A Phase II Study of Bevacizumab and Irinotecan Plus Alternate-Day S-1 As a Second-Line Therapy in Patients with Metastatic Colorectal Cancer: the AIRS Study

749 Background: The recommended dose of combination chemotherapy of irinotecan, bevacizumab and oral S-1 is 100mg/m2, 5mg/kg and 80-120mg/body respectively. To evaluate whether the dose of irinotecan could be raised to 150mg/m2 with modified administration of S-1, we have conducted a phase II study of irinotecan and bevacizumab plus alternate day S-1 in patients with metastatic colorectal cancer (UMIN000008947). Methods: Patients with metastatic colorectal cancer after failure with first-line treatment of oxaliplatine and fluoropyrimidine were enrolled. Irinotecan (150 mg/m2) and bevacizumab (5mg/kg) were given intravenously on day 1. Oral S-1was administered on alternate days at a dose of 40-60mg twice a day. Cycles were repeated every two weeks. Results: A total of 51 patients were evaluated in the first fouur cycles.

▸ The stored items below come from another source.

PR #3021, opened 2021-06-29
Support "itemHeight" in String Lists

Dima73:
original code: madie
original commit like: OpenVisionE2/enigma2-openvision@dca1e31

### DIFF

Grade 3 and 4 neutropenia were 10% (10/51) and 13.7%(7/10), grade 3 and 4 thrombocytopenia were 0%(0/51) and 2.0% (1/51). Grade 2 and 3 mucositis were 13.7% (7/51) and 3.9% (2/51). Grade 2 and 3 nausea were 11.8% (6/51) and 2.0% (1/51). Grade 2 and 3 diarrhea were 17.6% (9/51) and 15.7% (8/51). The relative dose intensities were 84.8% for irinotecan, 87.5% for bevacizumab, and 84.8% for S-1 respectively in the first four cycles. Conclusions: Our data suggest that irinotecan (150 mg/m2) and bevacizumab was administered safely with alternate day S-1 as second-line tratment in patients with metastatic colorectal cancer. Clinical trial information: 000008947.